Please show all lines of the records that include "variant".

(Saved data entries)
════════════════════

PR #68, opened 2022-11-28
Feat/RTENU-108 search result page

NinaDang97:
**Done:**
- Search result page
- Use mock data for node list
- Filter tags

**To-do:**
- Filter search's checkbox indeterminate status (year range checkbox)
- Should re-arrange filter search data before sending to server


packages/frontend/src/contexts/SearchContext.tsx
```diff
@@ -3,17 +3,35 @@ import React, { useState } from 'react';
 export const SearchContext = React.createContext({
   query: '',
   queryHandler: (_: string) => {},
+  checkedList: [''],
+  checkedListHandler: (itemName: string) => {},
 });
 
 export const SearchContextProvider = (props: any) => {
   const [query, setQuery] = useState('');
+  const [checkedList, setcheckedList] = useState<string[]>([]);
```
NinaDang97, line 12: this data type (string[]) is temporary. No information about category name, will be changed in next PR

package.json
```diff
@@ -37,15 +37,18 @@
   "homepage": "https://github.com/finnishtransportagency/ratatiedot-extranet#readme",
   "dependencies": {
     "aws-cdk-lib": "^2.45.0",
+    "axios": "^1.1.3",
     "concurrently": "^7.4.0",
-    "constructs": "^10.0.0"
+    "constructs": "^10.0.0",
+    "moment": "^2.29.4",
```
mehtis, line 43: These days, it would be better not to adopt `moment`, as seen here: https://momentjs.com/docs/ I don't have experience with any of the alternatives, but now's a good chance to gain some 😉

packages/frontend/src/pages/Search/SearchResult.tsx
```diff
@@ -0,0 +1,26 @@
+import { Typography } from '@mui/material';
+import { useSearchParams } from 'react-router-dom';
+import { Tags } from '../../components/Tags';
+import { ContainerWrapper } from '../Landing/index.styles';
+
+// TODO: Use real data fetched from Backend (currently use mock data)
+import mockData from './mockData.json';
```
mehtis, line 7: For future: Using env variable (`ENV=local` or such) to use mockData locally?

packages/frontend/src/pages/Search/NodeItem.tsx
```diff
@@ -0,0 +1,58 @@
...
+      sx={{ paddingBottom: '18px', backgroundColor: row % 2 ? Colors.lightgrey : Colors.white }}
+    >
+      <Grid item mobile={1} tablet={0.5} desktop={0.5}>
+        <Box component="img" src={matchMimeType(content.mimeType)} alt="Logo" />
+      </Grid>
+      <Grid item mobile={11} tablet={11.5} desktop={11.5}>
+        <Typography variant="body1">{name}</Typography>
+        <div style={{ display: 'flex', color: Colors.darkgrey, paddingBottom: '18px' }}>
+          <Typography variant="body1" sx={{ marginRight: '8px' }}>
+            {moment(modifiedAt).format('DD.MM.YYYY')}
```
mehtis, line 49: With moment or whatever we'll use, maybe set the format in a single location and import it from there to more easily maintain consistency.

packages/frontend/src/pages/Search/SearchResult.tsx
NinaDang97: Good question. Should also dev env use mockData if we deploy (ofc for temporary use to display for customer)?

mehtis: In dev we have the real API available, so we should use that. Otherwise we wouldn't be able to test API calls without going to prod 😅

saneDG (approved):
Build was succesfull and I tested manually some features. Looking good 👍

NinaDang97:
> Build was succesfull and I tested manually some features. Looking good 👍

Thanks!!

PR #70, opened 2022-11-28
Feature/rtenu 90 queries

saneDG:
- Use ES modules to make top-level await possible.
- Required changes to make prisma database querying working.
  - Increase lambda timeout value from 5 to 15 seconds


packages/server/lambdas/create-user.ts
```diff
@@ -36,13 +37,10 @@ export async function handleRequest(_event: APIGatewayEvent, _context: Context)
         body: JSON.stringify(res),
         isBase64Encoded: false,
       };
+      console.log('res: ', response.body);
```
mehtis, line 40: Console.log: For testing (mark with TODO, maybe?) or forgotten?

════════════════════

Solved problem:
+        <Typography variant="body1">{name}</Typography>
+          <Typography variant="body1" sx={{ marginRight: '8px' }}>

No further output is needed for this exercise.